Why Are Disposable Biodegradable Plates Better for the Environment?

Of the 460 million tons of plastic waste generated worldwide each year, disposable plastic products account for more than 50% (United Nations Environment Programme data). Among them, food packaging containers have become a major disaster area for plastic pollution due to their huge consumer base. Against this background, disposable biodegradable plates have gradually entered the public eye.
1. Environmental friendliness at the molecular level
Traditional petroleum-based plastics (such as PP/PS) are composed of long-chain hydrocarbons, and the C-C bond energy in their molecular structure is as high as 348 kJ/mol, which takes more than 500 years to be naturally photolyzed or oxidatively decomposed. Biodegradable materials that meet the EN 13432 standard (such as PLA/PBAT) have ester bonds or amide bonds in the main chain, and their bond energy is only 150-200 kJ/mol, which can be quickly hydrolyzed by lipases and proteases secreted by microorganisms under industrial composting conditions.
In a composting environment at 58°C, the degradation rate of PLA dinner plates can reach more than 95% within 90 days, and the metabolites are only CO₂, H₂O and humus. In contrast, traditional plastics will continue to release phthalate plasticizers during the degradation process, which have been proven to have endocrine disrupting effects (WHO, 2021).
2. Substantial reduction of carbon footprint
Life cycle assessment (LCA) data show that the full-cycle carbon emissions of corn-based PLA dinner plates are 1.2 kg CO₂eq/kg, which is only 31.6% of polypropylene dinner plates (3.8 kg CO₂eq/kg). This difference mainly comes from:
Raw material stage: Plants fix carbon through photosynthesis, and 1.8 tons of CO₂ can be fixed for every ton of PLA produced;
Processing stage: The molding temperature of bioplastics is 40-60°C lower than that of traditional plastics, with significant energy-saving effects;
End treatment: The compostable characteristics avoid persistent pollutants such as dioxins (toxic equivalent factor TEF=1) produced by incineration.

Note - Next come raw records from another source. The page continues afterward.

PR #67, opened 2016-09-11
Add ability to register custom blade tags

TheNodi:
Referencing issue #20.

To register a custom blade directive you just create a file in the `/blade` directory, if you create `/blade/datetime.php` it will register the `@datetime` blade directive.

There's an important difference from Laravel's way of registering directives. The default way doesn't needs you to return the php code to put in your compiled view.
## Simple Directive (Default)

Example:

``` php
// File: /blade/datetime.php

/** @var $input mixed */
/** @var $parameters array */

echo date('Y-m-d H:i:s', $input);
```

This php file will be executed at runtime, receiving the evaluated object as `$input`. I found myself not needing to specify anything more complex then this in the majority of cases.

`$parameters` will be an array of current views parameters, which allows you to act based on configurations variables like `if ($parameters['production']) ...`.

The directive file has its own variable scope, which means it's possible to create and manipulate any variable without interfering with view's variables.
## Advanced Directive (Laravel Style)

If you need to work with the input expression (like Laravel's [extending feature](https://laravel.com/docs/5.3/blade#extending-blade)), you easily can just by naming the file `.raw.php`.

To replicate the datetime example in the previous step, you can do something like this:

``` php
// File: datetime.raw.php

/** @var $expression string */

return '<?php echo date("Y-m-d H:i:s", ' . $expression . '); ?>';
```

I've registered the service container using `Container::setInstance($container);` so that people can get the instance from their blade files. In the future they might be able to bind their own object in the service container.

### DIFF
--- a/jigsaw
+++ b/jigsaw
@@ -28,14 +28,36 @@ if (file_exists(__DIR__.'/vendor/autoload.php')) {
 $cachePath = getcwd() . '/_tmp';
 $buildPath = getcwd() . '/build';
 $sourcePath = getcwd() . '/source';
+$bladePath = getcwd() . '/blade';
 
 $container = new Container;
 
-$container->bind(Factory::class, function ($c) use ($cachePath, $sourcePath) {
+$container->bind(Factory::class, function ($c) use ($cachePath, $sourcePath, $bladePath) {
     $resolver = new EngineResolver;
 
-    $resolver->register('blade', function () use ($cachePath) {
+    $resolver->register('blade', function () use ($cachePath, $bladePath) {
         $compiler = new BladeCompiler(new Filesystem, $cachePath);
+
+        if (is_dir($bladePath)) {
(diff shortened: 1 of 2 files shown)


damiani:
This is a great idea, but I think it would be clearer if (1) we only go with one approach, more like your "advanced" example, and (2) we make the API similar to the way [helper methods](http://jigsaw.tighten.co/docs/helper-methods/) are handled in v1.0.0. 

So instead of using separate files for each directive stored in a `blade` directory, maybe we could use a `blade.php` config file, similar to `config.php`, that returns an array of closures for each directive, keyed by the directive name, like this:

```php
<!--  blade.php -->

return [
    'datetime' => function($expression, $page) {
        return '<?php echo date("Y-m-d H:i:s", ' . $expression . '); ?>';
    },
];
```

...with `$page` doing the same thing that `$parameters` does in your "simple directive" example.

TheNodi:
See #95

PR #68, opened 2016-09-11
Customizing Parsedown

TheNodi:
Referencing issue #64.

Placing a `bootstrap.php` file on the root of your jigsaw will load it before registering all file handlers.
The markdown and yaml parsers are resolved using the service container so you can re-bind them and extend parsedown.

## Example

Files to make the [inline colored text](https://github.com/erusev/parsedown/wiki/Tutorial:-Create-Extensions) in the parsedown wiki.

```php
<?php
// File: /bootstrap.php

use App\UberParsedown;
use Mni\FrontYAML\Markdown\MarkdownParser;

/** @var $container \Illuminate\Container\Container */
/** @var $jigsaw \TightenCo\Jigsaw\Jigsaw */

$container->bind(MarkdownParser::class, UberParsedown::class);
```

```php
<?php
// File: /app/UberParsedown.php

namespace App;

use Mni\FrontYAML\Markdown\MarkdownParser;
use Parsedown;

class UberParsedown extends Parsedown implements MarkdownParser
{
    function __construct()
    {
        $this->InlineTypes['{'] [] = 'ColoredText';

        $this->inlineMarkerList .= '{';
    }

    protected function inlineColoredText($Excerpt)
    {
        if (preg_match('/^{c:([#\w]\w+)}(.*?){\/c}/', $Excerpt['text'], $matches)) {
            return array(
                'extent' => strlen($matches[0]),
                'element' => array(
                    'name' => 'span',
                    'text' => $matches[2],
                    'attributes' => array(
                        'style' => 'color: ' . $matches[1],
                    ),
                ),
            );
        }

        return null;
    }
}
```

Now your markdown file:
```markdown
---
extends: _layouts.test_layout
section: content
---

# My awesome heading!

{c:#FFF}My awesome content!{/c}
```

Will be rendered as:
```html
<h1>My awesome heading!</h1>
<p><span style="color: #FFF">My awesome content!</span></p>
```

This has the side-effect to allow any further customization, like registering custom JigSaw handlers.

### DIFF
--- a/jigsaw
+++ b/jigsaw
@@ -8,6 +8,9 @@ use Illuminate\View\Engines\CompilerEngine;
 use Illuminate\View\Engines\EngineResolver;
 use Illuminate\View\Factory;
 use Illuminate\View\FileViewFinder;
+use Mni\FrontYAML\Markdown\MarkdownParser;
+use Mni\FrontYAML\Parser;
+use Mni\FrontYAML\YAML\YAMLParser;
 use TightenCo\Jigsaw\Console\BuildCommand;
 use TightenCo\Jigsaw\Console\InitCommand;
 use TightenCo\Jigsaw\Console\ServeCommand;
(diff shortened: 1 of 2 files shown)


jigsaw
```diff
@@ -47,13 +51,23 @@ $container->bind(BladeHandler::class, function ($c) {
     return new BladeHandler($c[Factory::class]);
 });
 
+$container->bind(MarkdownParser::class, \Mni\FrontYAML\Bridge\Parsedown\ParsedownParser::class);
+$container->bind(YAMLParser::class, \Mni\FrontYAML\Bridge\Symfony\SymfonyYAMLParser::class);
```
damiani: For consistency, let's import these classes in the `use` block and just refer to the final class names `ParsedownParser::class` and `SymfonyYAMLParser::class` here.

jigsaw
```diff
@@ -47,13 +51,23 @@ $container->bind(BladeHandler::class, function ($c) {
...
+$container->bind(Parser::class, function ($c) {
+    return new Parser($c[YAMLParser::class], $c[MarkdownParser::class], '---', '---');
+});
```
damiani: The two separators `'---'` aren't necessary, FrontYAML defines those by default in its constructor.

damiani:
I really like this solution! 

- The changes made to the `jigsaw` file will need to be updated soon because that file is changing substantially in an impending update, but we'll port these changes over once that becomes necessary.

- I also think it would be a good idea to add psr-4 loading of `App` to `composer.json` so people who implement this don't need to muck about in there.

TheNodi:
I've fixed the consistency errors.

There's no `composer.json` file scaffold with init command to add the psr-4 loading feature. I've create the App namespace in my own application and used it as an example, but maybe it could enable a better organization of extensions (like blade file location in PR #67 ). Maybe the init command can scaffold a `composer.json` file if not already available (local installation).

damiani:
Very true; for now, we can just cover it in the docs, and will consider adding a scaffolded `composer.json` in the future.

Thanks for your contribution!

PR #76, opened 2017-01-24
Add specifying custom build destination

vmitchell85:
Added an option to specify a different folder destination name

### DIFF
--- a/src/Console/BuildCommand.php
+++ b/src/Console/BuildCommand.php
@@ -24,7 +24,8 @@ class BuildCommand extends Command
         $this->setName('build')
             ->setDescription('Build your site.')
             ->addArgument('env', InputArgument::OPTIONAL, "What environment should we use to build?", 'local')
-            ->addOption('pretty', null, InputOption::VALUE_REQUIRED, "Should the site use pretty URLs?", 'true');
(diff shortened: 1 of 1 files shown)


erickpatrick:
And, once again, we have this one on master. This can be closed.

vmitchell85:
@erickpatrick Thanks for the info... I found it in an old PR but not in the docs, which I searched for before creating this PR.

I think I'd still prefer the command line option though, instead of specifying in config.php.

However I hear Jigsaw is undergoing a lot or changes so I don't think this will matter much.

damiani:
@vmitchell85 We had several people express a need for customizing the source/destination locations, such that making it a permanent `config` option—which could also be customized by environment—seemed like a user-friendly and worthwhile feature. I left this open, though so that once the `master` branch is tagged as a release, we could discuss updating your PR to add it as a command line option as well. I can see valid use cases for both approaches.

damiani:
I think we'll stick with the `config`-based setting for now, haven't encountered a compelling reason to add it as a command line option.

vmitchell85:
Thanks for taking the time to consider it.

I've changed my process since the rewrite to use the config option... so it's no longer an issue for me.

PR #85, opened 2017-03-23
Allow gulp command to check which jigsaw binary to use

erickpatrick:
When running gulp, instead of making the user change the gulp file, manually,
add a check for which jigsaw binary to use (global or local under vendor
folder) and in the case none exists prints a message to stdout via
console.log and exits the process.

### DIFF
--- a/site/gulpfile.js
+++ b/site/gulpfile.js
@@ -1,6 +1,7 @@
 var gulp = require('gulp');
 var elixir = require('laravel-elixir');
 var argv = require('yargs').argv;
+var fs = require('fs')
 
 elixir.config.assetsPath = 'source/_assets';
 elixir.config.publicPath = 'source';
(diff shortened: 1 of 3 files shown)


damiani:
Fantastic! Could you add a little bit to the console error message, to mention using Composer? Something like `Could not find Jigsaw; please install it via Composer, either locally or globally.`

👍

erickpatrick:
Sure, I'll work on that =)

erickpatrick:
Hi @damiani, please, check the changes I made. After some testing I decide to change how I approached this, but now it seems to be working better than the previous one. [See the commit message](https://github.com/tightenco/jigsaw/pull/85/commits/7b7ec21693aa7ab826ebf5982cdb8af9c457cc30).

Also, I added the message you asked.

damiani:
Looks great, though I believe we don't need the added `fs` dependency in `package.json`, since `fs` is part of the core.

erickpatrick:
Hi @damiani, removed the dependency. If you think it can be merged, let me know if you rather have it squashed into a single commit or if you're going to do that by GitHub interface.

damiani:
Excellent, thanks for this!

erickpatrick:
@damiani my pleasure! Expect more to come, I'm really enjoying working with jigsaw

It is worth noting that the EU's latest Green Deal has included bio-based materials in the carbon trading system, and companies can obtain 85 euros in carbon credits for each ton of biodegradable plastics they use.
3. Systematic avoidance of microplastic pollution
A model prediction in the journal Nature Sustainability shows that about 17% of traditional plastic tableware will enter the marine ecosystem through runoff after use. These materials are broken into microplastic particles <5mm under ultraviolet and mechanical action, with a specific surface area of ​​up to 3000 m²/g, which are very easy to adsorb carcinogens such as polycyclic aromatic hydrocarbons (PAHs) and produce a biomagnification effect through the food chain.
The biodegradable plates certified by DIN CERTCO will form a porous honeycomb structure after the material is broken, which is conducive to the colonization and decomposition of microorganisms. The simulation test of the Rhine Laboratory in Germany confirmed that in the marine environment, the complete mineralization time of PBAT-based plates is only 3-5 years, and no secondary microplastic pollution will be generated.
4. Key carriers of the closed loop of the circular economy
In the field of coordinated treatment of organic waste, degradable plates show unique value. When entering the anaerobic digestion system together with kitchen waste:
Its carbon-nitrogen ratio (C/N=25:1) perfectly matches the metabolic needs of methanogens, increasing biogas production by 22%;
The short-chain fatty acids such as butyric acid produced by degradation can serve as electron donors for denitrifying bacteria, improving sewage treatment efficiency;
The final residue meets the EU 2019/1009 standard for organic fertilizers, achieving a transformation from "cradle to grave" to "cradle to cradle".